[Stored items]
PR #209, opened 2025-08-11
bitonic sort sample 

CrabExtra:


devshgraphicsprogramming:
@Fletterio wanna try your hand at a review?

CMakeLists.txt
```diff
@@ -96,19 +97,9 @@ if(NBL_BUILD_EXAMPLES)
...
-
-			if(NBL_EMBED_BUILTIN_RESOURCES)
-				LINK_BUILTIN_RESOURCES_TO_TARGET(${T} NblExtExamplesAPIBuiltinsSource)
-				LINK_BUILTIN_RESOURCES_TO_TARGET(${T} NblExtExamplesAPIBuiltinsInclude)
-				LINK_BUILTIN_RESOURCES_TO_TARGET(${T} NblExtExamplesAPIBuiltinsBuild)
-			endif()
-		endif()
+        target_link_libraries(${T} PUBLIC ${NBL_EXAMPLES_API_TARGET})
+		target_include_directories(${T} PUBLIC $<TARGET_PROPERTY:${NBL_EXAMPLES_API_TARGET},INCLUDE_DIRECTORIES>)
+		target_precompile_headers(${T} REUSE_FROM "${NBL_EXAMPLES_API_TARGET}")
```
devshgraphicsprogramming, line 102: this needs to match `master`, no difference

13_BitonicSort/app_resources/bitonic_sort_shader.comp.hlsl
```diff
@@ -0,0 +1,112 @@
+#include "nbl/builtin/hlsl/bda/bda_accessor.hlsl"
+
+struct BitonicPushData
+{
+    uint64_t inputKeyAddress;
+    uint64_t inputValueAddress;
+    uint64_t outputKeyAddress;
+    uint64_t outputValueAddress;
+    uint32_t dataElementCount;
+};
```
devshgraphicsprogramming, line 10: why are you not including `common.hlsl` and having duplicate code?

13_BitonicSort/app_resources/bitonic_sort_shader.comp.hlsl
```diff
@@ -0,0 +1,112 @@
...
+
+using namespace nbl::hlsl;
+
+[[vk::push_constant]] BitonicPushData pushData;
+
+using DataPtr = bda::__ptr<uint32_t>;
+using DataAccessor = BdaAccessor<uint32_t>;
+
+groupshared uint32_t sharedKeys[ElementCount];
```
devshgraphicsprogramming, line 19: Good SoA instead of AoS, no bank conflicts

13_BitonicSort/app_resources/bitonic_sort_shader.comp.hlsl
```diff
@@ -0,0 +1,112 @@
...
+    const uint32_t threadId = localId.x;
+    const uint32_t dataSize = pushData.dataElementCount;
+    
+    DataAccessor inputKeys = DataAccessor::create(DataPtr::create(pushData.inputKeyAddress));
+    DataAccessor inputValues = DataAccessor::create(DataPtr::create(pushData.inputValueAddress));
+    
+    for (uint32_t i = threadId; i < dataSize; i += WorkgroupSize)
+    {
+        inputKeys.get(i, sharedKeys[i]);
+        inputValues.get(i, sharedValues[i]);
```
devshgraphicsprogramming, line 35: Very nice but why isn't this wrapped up into a statically polymorphic struct like FFT and workgroup prefix sum? So we can actually reuse the code ? You know with shared memory accessors etc.

13_BitonicSort/app_resources/bitonic_sort_shader.comp.hlsl
```diff
@@ -0,0 +1,112 @@
...
+    }
+    
+    // Synchronize all threads after loading
+    GroupMemoryBarrierWithGroupSync();
+    
+
+    for (uint32_t stage = 0; stage < Log2ElementCount; stage++)
```
devshgraphicsprogramming, line 42: Where does Log2ElementCount come from? I have a feeling that you shouldn't have a data size push constant then.

13_BitonicSort/main.cpp
```diff
@@ -0,0 +1,323 @@
...
+	{
+		if (!device_base_t::onAppInitialized(smart_refctd_ptr(system)))
+			return false;
+		if (!asset_base_t::onAppInitialized(std::move(system)))
+			return false;
+
+		auto limits = m_physicalDevice->getLimits();
+		const uint32_t max_shared_memory_size = limits.maxComputeSharedMemorySize;
+		const uint32_t max_workgroup_size = limits.maxComputeWorkGroupInvocations; // Get actual GPU limit
+		const uint32_t bytes_per_elements = sizeof(uint32_t) * 2; // 2 uint32_t per element (key and value)
```
devshgraphicsprogramming, line 36: you should get this with `sizeof()` of the structs in `app_resources/common.hlsl`

13_BitonicSort/main.cpp
```diff
@@ -0,0 +1,323 @@
...
+		const uint32_t max_element_in_shared_memory = max_shared_memory_size / bytes_per_elements;
```
devshgraphicsprogramming, line 37: if you use all the shared memory, you won't have room for as many workgroups as possible.

Btw a good undocumented rule for occupancy is to make each invocation use no more than 32 bytes of shared memory.

Also all these calculations can be done with templates in HLSL/C++ (see the workgroup FFT and Prefix sum code)

13_BitonicSort/main.cpp
```diff
@@ -0,0 +1,323 @@
...
+				buffer = m_device->createBuffer(std::move(params));
+				if (!buffer)
+					logFail("Failed to create GPU buffer of size %d!\n", buffer_size);
+
+				buffer->setObjectDebugName(label);
+
+				auto reqs = buffer->getMemoryReqs();
+				reqs.memoryTypeBits &= m_physicalDevice->getHostVisibleMemoryTypeBits();
+
+				*allocation = m_device->allocate(reqs, buffer.get(), IDeviceMemoryAllocation::EMAF_DEVICE_ADDRESS_BIT);
```
devshgraphicsprogramming, line 123: nice and clean

13_BitonicSort/main.cpp
```diff
@@ -0,0 +1,323 @@
...
+			buffers[2]->getDeviceAddress(),
+			buffers[3]->getDeviceAddress()
+		};
+
+	
+		void* mapped_memory[] = {
+			allocation[0].memory->map({0ull,allocation[0].memory->getAllocationSize()}, IDeviceMemoryAllocation::EMCAF_READ),
+			allocation[1].memory->map({0ull,allocation[1].memory->getAllocationSize()}, IDeviceMemoryAllocation::EMCAF_READ),
+			allocation[2].memory->map({0ull,allocation[2].memory->getAllocationSize()}, IDeviceMemoryAllocation::EMCAF_READ),
+			allocation[3].memory->map({0ull,allocation[3].memory->getAllocationSize()}, IDeviceMemoryAllocation::EMCAF_READ)
```
devshgraphicsprogramming, line 147: Vulkan doesn't care about the EMCAF flags, but they're kinda wrong here, I'm pretty sure you WRITE into them with the host, while others you READ at the end

13_BitonicSort/main.cpp
```diff
@@ -0,0 +1,323 @@
...
+		if (!mapped_memory[0] || !mapped_memory[1] || !mapped_memory[2] || !mapped_memory[3])
+			return logFail("Failed to map the Device Memory!\n");
+
+		// Generate random data
+		unsigned seed = std::chrono::system_clock::now().time_since_epoch().count();
+		std::mt19937 g(seed);
+
+		auto bufferData = new uint32_t * [2];
+		for (int i = 0; i < 2; ++i) {
+			bufferData[i] = new uint32_t[element_count];
```
devshgraphicsprogramming, line 158: use a `std::array<std::unique_ptr<uint32_t>,2>`

13_BitonicSort/app_resources/bitonic_sort_shader.comp.hlsl
```diff
@@ -0,0 +1,112 @@
...
+
+using namespace nbl::hlsl;
+
+[[vk::push_constant]] BitonicPushData pushData;
+
+using DataPtr = bda::__ptr<uint32_t>;
+using DataAccessor = BdaAccessor<uint32_t>;
+
+groupshared uint32_t sharedKeys[ElementCount];
+groupshared uint32_t sharedValues[ElementCount];
```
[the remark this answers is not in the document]
devshgraphicsprogramming: also because the value never has to get accessed until the end.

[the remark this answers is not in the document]
devshgraphicsprogramming: hmm actually you wouldn't initialize `sharedValueIndex` with IOTA but the result of the `subgroup::BitonicSort`

13_BitonicSort/app_resources/bitonic_sort_shader.comp.hlsl
```diff
@@ -0,0 +1,112 @@
...
+    
+
+    for (uint32_t stage = 0; stage < Log2ElementCount; stage++)
+    {
+        for (uint32_t pass = 0; pass <= stage; pass++)
+        {
+            const uint32_t compareDistance = 1 << (stage - pass);
+            
+            for (uint32_t i = threadId; i < dataSize; i += WorkgroupSize)
+            {
```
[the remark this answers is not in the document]
devshgraphicsprogramming: one slight nitpick, this won't `[unroll]` were the `dataSize` a compile time constant.

to get a loop that unrolls you need to do
```cpp
for (uint32_t baseIndex=0; baseIndex<dataSize; baseIndex+=WorkgroupSize)
{
   const uint32_t i = threadId+baseIndex;
```
compilers are dumb

13_BitonicSort/app_resources/bitonic_sort_shader.comp.hlsl
```diff
@@ -0,0 +1,112 @@
...
+
+groupshared uint32_t sharedKeys[ElementCount];
+groupshared uint32_t sharedValues[ElementCount];
+
+[numthreads(WorkgroupSize, 1, 1)]
+[shader("compute")]
+void main(uint32_t3 dispatchId : SV_DispatchThreadID, uint32_t3 localId : SV_GroupThreadID)
+{
+    const uint32_t threadId = localId.x;
+    const uint32_t dataSize = pushData.dataElementCount;
```
devshgraphicsprogramming, line 27: I'd make that constant and part of the Config, because the workgroup size needs to be hardcoded and as I've mentioned optimal amount of shared memory per invocation to use is 8 dwords (32 bytes)

13_BitonicSort/app_resources/bitonic_sort_shader.comp.hlsl
```diff
@@ -0,0 +1,112 @@
...
+                }
+            }
+            
+            GroupMemoryBarrierWithGroupSync();
+        }
+    }
+    
+
+    DataAccessor outputKeys = DataAccessor::create(DataPtr::create(pushData.outputKeyAddress));
+    DataAccessor outputValues = DataAccessor::create(DataPtr::create(pushData.outputValueAddress));
```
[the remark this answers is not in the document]
devshgraphicsprogramming: Items Per Invocation should also come from Config.

Btw with a uint16_t value index and 1 invocation always processing a pair of items, this means a baseline shared memory consumption of 8 bytes per invocation if the key is also either 2 bytes or an index of a key.

Realistically max virtual thread repetition is 4, in your case with an actual 32bit key getting used directly, its 3 but with optimal workgroup size of 512 on NV to keep the multiple PoT it becomes 2.

As you can see the point at which one should consider indexing keys instead of using them out right is 14 byte keys.

13_BitonicSort/app_resources/bitonic_sort_shader.comp.hlsl
```diff
@@ -0,0 +1,112 @@
...
+                    partnerValue = WaveReadLaneAt(myValue, partnerLane);
+                }
+                else
+                {
+                    // SHARED MEM
+                    myKey = sharedKeys[i];
+                    myValue = sharedValues[i];
+                    partnerKey = sharedKeys[partnerId];
+                    partnerValue = sharedValues[partnerId];
+                }
```
devshgraphicsprogramming, line 79: the wholly subgroup stages (stage<=subgroupSizeLog2) need separation from the stages where the compareDistance can be big. Thats what I want wrapped up in `subgroup::BitonicSort`

13_BitonicSort/app_resources/bitonic_sort_shader.comp.hlsl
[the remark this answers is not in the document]
devshgraphicsprogramming: btw when doing subgroup bitonics its also possible to have multiple items per invocation (more than 2), so its useful to bitonic sort in registers first (see subgroup prefix sum and FFT doing stuff locally within an invocation first).

13_BitonicSort/app_resources/bitonic_sort_shader.comp.hlsl
devshgraphicsprogramming: btw the workgroup stages would still use subgroup to finish off, because `compareDistance` decreases eventually

13_BitonicSort/app_resources/bitonic_sort_shader.comp.hlsl
```diff
@@ -0,0 +1,112 @@
...
+
+                const uint32_t sequenceSize = 1 << (stage + 1);
+                const uint32_t sequenceIndex = i / sequenceSize;
+                const bool sequenceAscending = (sequenceIndex % 2) == 0;
+                const bool ascending = true;
+                const bool finalDirection = sequenceAscending == ascending;
+                
+                const bool swap = (myKey > partnerKey) == finalDirection;
```
devshgraphicsprogramming, line 87: this can be simply expressed as `bool(i & (0x1u<< (stage+2)))`, all that code is just checking for one bit being set in `i`

13_BitonicSort/app_resources/bitonic_sort_shader.comp.hlsl
```diff
@@ -0,0 +1,112 @@
...
+                
+                // WORKGROUP COORDINATION: Only lower-indexed element writes both
+                if (i < partnerId && swap)
+                {
+                    sharedKeys[i] = partnerKey;
+                    sharedKeys[partnerId] = myKey;
+                    sharedValues[i] = partnerValue;
+                    sharedValues[partnerId] = myValue;
+                }
```
devshgraphicsprogramming, line 96: the key is not using 2 invocations for 2 inputs, but 1 for 2, throughout the function

13_BitonicSort/app_resources/bitonic_sort_shader.comp.hlsl
```diff
@@ -0,0 +1,112 @@
...
+        for (uint32_t pass = 0; pass <= stage; pass++)
+        {
+            const uint32_t compareDistance = 1 << (stage - pass);
+            
+            for (uint32_t i = threadId; i < dataSize; i += WorkgroupSize)
+            {
+                const uint32_t partnerId = i ^ compareDistance;
+                
+                if (partnerId >= dataSize)
+                    continue;
```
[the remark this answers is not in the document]
devshgraphicsprogramming: btw you might have some issues with making this work for a single subgroup, @Fletterio may have some ideas how to help you there (see his FFT blogpost, about trading halves of FFT with subgroup shuffles while only keeping one invocation active).

The main problem is that with a 32-sized subgroup you need to treat 64 items.

Ideally you'd want one invocation to get 2 keys and value indices, but keep them rearranged in such a way that always 32 invocations are active.

Meaning that with step sizes of 1,2,4,8,... subgroupSize/2 you need to cleverly "reuse" the "partner ID" invocation to do the work of the "would be" second subgroup.

13_BitonicSort/main.cpp
```diff
@@ -0,0 +1,323 @@
...
+			m_api->startCapture();
+			queue->submit(submit_infos);
+			m_api->endCapture();
+		}
+
+		const ISemaphore::SWaitInfo wait_infos[] = { {
+				.semaphore = progress.get(),
+				.value = timeline
+			} };
+		m_device->blockForSemaphores(wait_infos);
```
devshgraphicsprogramming, line 249: add a separate benchmark mode that does more workgroup dispatches (but allocates the buffer on DeviceLocal without redability) and on a loop with a time elapsed query

If you're curious you can see if you're faster than https://github.com/AndrewBoessen/Bitonic-Merge-Sort

Fletterio (commented):
Just realized these were all pending, most are outdated see if any still hold up

13_BitonicSort/app_resources/common.hlsl
```diff
@@ -0,0 +1,13 @@
+#ifndef _BITONIC_SORT_COMMON_INCLUDED_
+#define _BITONIC_SORT_COMMON_INCLUDED_
+#include "nbl/builtin/hlsl/cpp_compat.hlsl"
+
+struct PushConstantData
+{
+	uint64_t deviceBufferAddress;
+};
+
+NBL_CONSTEXPR uint32_t WorkgroupSizeLog2 = 10;  // 1024 threads (2^10)
```
devshgraphicsprogramming: 512 is optimal residency on all GPUs

13_BitonicSort/main.cpp
```diff
@@ -0,0 +1,319 @@
...
+			// Generate random input data
+			unsigned seed = std::chrono::system_clock::now().time_since_epoch().count();
+			std::mt19937 g(seed);
+
+			std::cout << "Input array: ";
+			for (uint32_t i = 0; i < elementCount; i++) {
+				uint32_t key = g() % 10000;
+				uint32_t value = i; // Use index as value for stable sorting
+				inputPtr[i * 2] = key;
+				inputPtr[i * 2 + 1] = value;
```
devshgraphicsprogramming: again another reason to have a named struct so you're not doing this unreadable type punning

13_BitonicSort/main.cpp
```diff
@@ -0,0 +1,319 @@
...
+				std::cout << "(" << key << "," << value << "), ";
+				if ((i + 1) % 20 == 0) {
+					std::cout << "\n";
+				}
+			}
+			std::cout << "\nElement count: " << elementCount << "\n";
```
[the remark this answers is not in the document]
devshgraphicsprogramming: or an `std::ostringstream` and then `m_logger` to print the contents

13_BitonicSort/main.cpp
```diff
@@ -0,0 +1,319 @@
...
+			barrier1.range.buffer = m_deviceLocalBuffer;
+			barrier1.barrier.dep.srcStageMask = PIPELINE_STAGE_FLAGS::COPY_BIT;
+			barrier1.barrier.dep.srcAccessMask = ACCESS_FLAGS::MEMORY_WRITE_BITS;
+			barrier1.barrier.dep.dstStageMask = PIPELINE_STAGE_FLAGS::COMPUTE_SHADER_BIT;
+			barrier1.barrier.dep.dstAccessMask = ACCESS_FLAGS::MEMORY_READ_BITS;
+			cmdbuf->pipelineBarrier(asset::E_DEPENDENCY_FLAGS(0), pipelineBarrierInfo1);
+
+			cmdbuf->pushConstants(m_pipeline->getLayout(), IShader::E_SHADER_STAGE::ESS_COMPUTE, 0u, sizeof(pc), &pc);
+
+			cmdbuf->dispatch(1, 1, 1);
```
devshgraphicsprogramming: I'd consider preparing multiple test data sets, right now you only have one random one, and having 1 workgroup per test (so still one dispatch).

I'd add:
- all keys equal
- keys already sorted
- keys in exact reverse
as manual test cases.

Furthermore this should be a stable sort (unlike the a counting sort), its important to check things like stability so making some test with some neighbouring equal keys in the input array is important to check they have not changed places.

13_BitonicSort/main.cpp
```diff
@@ -0,0 +1,319 @@
...
+				bool is_sorted = true;
+				int32_t error_index = -1;
+				for (uint32_t i = 1; i < elementCount; i++) {
+					uint32_t prevKey = data[(i - 1) * 2];
+					uint32_t currKey = data[i * 2];
+					if (currKey < prevKey) {
+						is_sorted = false;
+						error_index = i;
+						break;
+					}
```
devshgraphicsprogramming: because Bitonic _should_ be stable, you should also check 
```cpp
else if (currKey==prevKey && currValue>prevValue) // check stability, this is why we've initialized the values in such a particular way
{
   // fail, not to bad sorting but instability
}
```

and also `assert(curValue!=prevValue);` because of how we initialized the values

CMakeLists.txt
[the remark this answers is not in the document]
devshgraphicsprogramming: now it is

Your objective:
Check each line of the records above for the string "buffers", and report every line that has it.

Output:
+			buffers[2]->getDeviceAddress(),
+			buffers[3]->getDeviceAddress()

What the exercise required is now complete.